For the string "with", report how many lines in the records below contain it, and nothing more.

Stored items

★ ★ ★

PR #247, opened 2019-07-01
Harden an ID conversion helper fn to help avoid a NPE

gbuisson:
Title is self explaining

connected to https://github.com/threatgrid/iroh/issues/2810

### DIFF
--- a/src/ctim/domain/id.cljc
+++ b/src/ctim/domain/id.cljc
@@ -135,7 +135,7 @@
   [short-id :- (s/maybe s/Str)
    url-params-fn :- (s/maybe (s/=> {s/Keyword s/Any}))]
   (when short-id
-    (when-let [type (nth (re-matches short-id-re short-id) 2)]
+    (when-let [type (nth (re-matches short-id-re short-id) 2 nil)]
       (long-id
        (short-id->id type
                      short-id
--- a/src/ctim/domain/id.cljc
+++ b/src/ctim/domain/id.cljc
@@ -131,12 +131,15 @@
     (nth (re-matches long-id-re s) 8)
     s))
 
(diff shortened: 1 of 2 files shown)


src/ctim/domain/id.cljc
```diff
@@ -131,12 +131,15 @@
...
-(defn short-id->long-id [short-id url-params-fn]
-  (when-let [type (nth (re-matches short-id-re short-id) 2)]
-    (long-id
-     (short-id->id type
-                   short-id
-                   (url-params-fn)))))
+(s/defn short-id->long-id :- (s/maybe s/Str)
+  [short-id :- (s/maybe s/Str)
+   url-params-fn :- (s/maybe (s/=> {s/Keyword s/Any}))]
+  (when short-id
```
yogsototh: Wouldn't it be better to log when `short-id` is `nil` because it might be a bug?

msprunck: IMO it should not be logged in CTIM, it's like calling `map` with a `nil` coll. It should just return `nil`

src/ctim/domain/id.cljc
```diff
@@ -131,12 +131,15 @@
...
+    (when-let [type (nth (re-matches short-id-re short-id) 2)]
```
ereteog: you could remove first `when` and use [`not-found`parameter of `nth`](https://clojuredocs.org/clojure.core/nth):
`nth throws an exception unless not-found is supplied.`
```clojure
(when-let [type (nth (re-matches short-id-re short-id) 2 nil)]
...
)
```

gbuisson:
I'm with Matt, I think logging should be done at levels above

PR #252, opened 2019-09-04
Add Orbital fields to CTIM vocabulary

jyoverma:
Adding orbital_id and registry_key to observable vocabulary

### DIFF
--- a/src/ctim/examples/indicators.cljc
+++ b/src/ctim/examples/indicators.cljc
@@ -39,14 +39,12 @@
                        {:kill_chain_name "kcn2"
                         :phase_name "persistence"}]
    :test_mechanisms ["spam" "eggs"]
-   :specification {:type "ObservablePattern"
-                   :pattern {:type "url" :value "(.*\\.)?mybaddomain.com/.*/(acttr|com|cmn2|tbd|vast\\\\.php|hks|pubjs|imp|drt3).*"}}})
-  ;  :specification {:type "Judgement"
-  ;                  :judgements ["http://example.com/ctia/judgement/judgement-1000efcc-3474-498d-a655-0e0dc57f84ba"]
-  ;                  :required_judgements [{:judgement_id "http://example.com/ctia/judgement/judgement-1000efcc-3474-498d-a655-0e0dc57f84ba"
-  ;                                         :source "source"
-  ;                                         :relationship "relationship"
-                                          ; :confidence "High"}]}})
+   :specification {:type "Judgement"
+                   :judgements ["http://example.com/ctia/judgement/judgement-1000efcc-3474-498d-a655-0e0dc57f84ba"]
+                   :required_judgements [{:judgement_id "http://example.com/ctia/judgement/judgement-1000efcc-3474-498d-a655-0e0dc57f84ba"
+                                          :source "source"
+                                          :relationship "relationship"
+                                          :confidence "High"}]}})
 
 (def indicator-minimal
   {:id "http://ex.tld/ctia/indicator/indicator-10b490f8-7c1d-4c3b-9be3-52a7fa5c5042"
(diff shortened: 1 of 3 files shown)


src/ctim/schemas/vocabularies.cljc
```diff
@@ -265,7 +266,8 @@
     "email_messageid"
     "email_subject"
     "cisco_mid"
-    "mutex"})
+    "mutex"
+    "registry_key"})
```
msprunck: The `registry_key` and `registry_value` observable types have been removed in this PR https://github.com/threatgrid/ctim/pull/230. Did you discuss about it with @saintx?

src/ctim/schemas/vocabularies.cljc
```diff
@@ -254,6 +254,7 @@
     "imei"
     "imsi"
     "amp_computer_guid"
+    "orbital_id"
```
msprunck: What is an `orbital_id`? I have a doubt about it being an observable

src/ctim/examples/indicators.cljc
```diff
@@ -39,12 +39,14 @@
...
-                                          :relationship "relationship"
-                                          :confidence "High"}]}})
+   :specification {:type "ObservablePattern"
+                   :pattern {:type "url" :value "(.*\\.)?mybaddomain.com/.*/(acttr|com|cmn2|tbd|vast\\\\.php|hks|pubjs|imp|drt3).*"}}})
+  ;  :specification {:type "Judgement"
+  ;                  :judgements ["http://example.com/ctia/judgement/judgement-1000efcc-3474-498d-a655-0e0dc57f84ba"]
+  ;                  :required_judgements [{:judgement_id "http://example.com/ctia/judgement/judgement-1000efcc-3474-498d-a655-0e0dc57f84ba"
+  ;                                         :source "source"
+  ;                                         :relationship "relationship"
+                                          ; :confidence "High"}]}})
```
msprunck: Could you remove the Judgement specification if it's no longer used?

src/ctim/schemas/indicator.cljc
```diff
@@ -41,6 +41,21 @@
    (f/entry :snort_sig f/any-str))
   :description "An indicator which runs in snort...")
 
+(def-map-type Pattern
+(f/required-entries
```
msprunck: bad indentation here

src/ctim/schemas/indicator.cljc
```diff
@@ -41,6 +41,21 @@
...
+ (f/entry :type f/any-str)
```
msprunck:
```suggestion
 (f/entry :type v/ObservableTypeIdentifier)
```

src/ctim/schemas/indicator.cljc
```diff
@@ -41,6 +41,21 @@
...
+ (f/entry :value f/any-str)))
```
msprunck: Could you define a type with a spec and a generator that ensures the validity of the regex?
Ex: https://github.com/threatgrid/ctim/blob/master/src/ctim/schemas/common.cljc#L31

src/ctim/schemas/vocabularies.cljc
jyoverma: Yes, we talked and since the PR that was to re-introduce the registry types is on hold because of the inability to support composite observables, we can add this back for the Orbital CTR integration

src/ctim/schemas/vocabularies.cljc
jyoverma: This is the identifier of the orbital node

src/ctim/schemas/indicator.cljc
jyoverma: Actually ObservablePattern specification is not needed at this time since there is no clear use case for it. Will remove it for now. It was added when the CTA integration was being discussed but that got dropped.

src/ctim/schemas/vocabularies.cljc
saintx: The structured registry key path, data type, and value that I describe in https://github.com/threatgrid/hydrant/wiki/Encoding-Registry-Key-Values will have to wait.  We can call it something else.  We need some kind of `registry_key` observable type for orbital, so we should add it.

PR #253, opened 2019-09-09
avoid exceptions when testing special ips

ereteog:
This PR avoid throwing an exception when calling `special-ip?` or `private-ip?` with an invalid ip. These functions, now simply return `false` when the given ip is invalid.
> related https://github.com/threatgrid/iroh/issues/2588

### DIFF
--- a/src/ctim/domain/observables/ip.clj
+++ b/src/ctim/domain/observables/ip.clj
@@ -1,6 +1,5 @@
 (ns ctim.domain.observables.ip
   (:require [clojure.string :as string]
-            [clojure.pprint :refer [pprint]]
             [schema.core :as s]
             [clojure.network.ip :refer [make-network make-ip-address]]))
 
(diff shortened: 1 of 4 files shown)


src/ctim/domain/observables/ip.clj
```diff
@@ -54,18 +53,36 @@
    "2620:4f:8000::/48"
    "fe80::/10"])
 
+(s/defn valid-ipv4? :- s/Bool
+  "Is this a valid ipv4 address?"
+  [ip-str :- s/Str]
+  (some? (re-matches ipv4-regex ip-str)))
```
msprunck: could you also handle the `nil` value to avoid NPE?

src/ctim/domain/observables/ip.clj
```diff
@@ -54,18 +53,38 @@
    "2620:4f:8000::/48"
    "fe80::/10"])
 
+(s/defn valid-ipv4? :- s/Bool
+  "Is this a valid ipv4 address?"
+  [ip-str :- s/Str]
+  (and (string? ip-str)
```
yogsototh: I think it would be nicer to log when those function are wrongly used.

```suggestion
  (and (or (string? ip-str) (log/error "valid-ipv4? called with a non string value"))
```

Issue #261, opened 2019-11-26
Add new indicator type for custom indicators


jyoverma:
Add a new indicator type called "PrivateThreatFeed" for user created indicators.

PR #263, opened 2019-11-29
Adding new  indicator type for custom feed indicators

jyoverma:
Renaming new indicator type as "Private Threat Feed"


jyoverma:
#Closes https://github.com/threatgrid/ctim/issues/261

★ ★ ★

## Written solution
6